Daniel B. Karner*, Paul R. Renne, Ian McDougall, Tim Becker

*Corresponding author for this work

    Research output: Contribution to journalArticlepeer-review

    8 Citations (Scopus)

    Abstract

    The use of leucite (KAISi2O6) as a 40Ar/39Ar dating standard has been avoided largely because of concerns over 40Arexcess. Laser-fusion and resistance furnace step-heating 40Ar/39Ar analyses on leucite from a pyroclastic flow deposit from the Alban Hills are concordant and have atmospheric (40Ar/36Ar ≈ 292.1 ± 2.1 and 299.7 ± 2.5, respectively) initial isotopic ratios.
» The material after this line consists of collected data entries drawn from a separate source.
PR #1624, opened 2024-09-10
`OggZipDataset`: normalize // to / when reading files from archive

NeoLegends:
The dataset implementation joins some (potentially empty) paths, sometimes leading to double slashes in the resulting paths. This can break lookup in the zip file, even though there is a file at that path. By normalizing // to / the file can be read from the archive properly. On normal file systems this usually isn't a problem, because they also do this.

### DIFF
--- a/returnn/datasets/audio.py
+++ b/returnn/datasets/audio.py
@@ -179,7 +179,7 @@ class OggZipDataset(CachedDataset2):
 
                 return gzip.open(self._separate_txt_files[name], "rb").read()
         if self._zip_files is not None:
-            return self._zip_files[zip_index].read(filename)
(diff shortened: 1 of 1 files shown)


albertz:
This sounds like a bug in the dataset preparation pipeline?

And there are also much more cases how it could be wrong, e.g. having `///` in it, or having `..` in it, or whatever else. And I'm not sure to what degree we should add workarounds on RETURNN side just because you don't want to fix the bug in the dataset preparation pipeline?

albertz:
What is the status here? Was this just a bug in the dataset preparation pipeline, as I assumed? So then just fix the dataset preparation pipeline, and this here is not needed?

albertz:
Why is this still open?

The error weighted mean 40Ar/39Ar ratio from step-heating and laser fusion data (N ≈ 44) yields an age of 408 ± 2 ka, including propagated errors in standards' isotopic ratios. The step-heating analysis indicates that leucite degasses at quite low temperatures ( ∼ 1100°C), making it more suitable for K/Ar age analysis than sanidine. The mean and standard deviation from 10 potassium measurements by flame photometry and the error-weighted mean from five argon extractions produce a K/Ar age of 405 ± 3 ka, in good agreement with the 40Ar/39Ar data and with precision comparable to several widely used primary K/Ar standards. This work suggests that leucite could become a very useful primary 40Ar/39Ar standard for dating Quaternary age rocks, thereby avoiding errors introduced by intercalibrating a Quaternary-age 40Ar/39Ar standard with a primary K/Ar standard.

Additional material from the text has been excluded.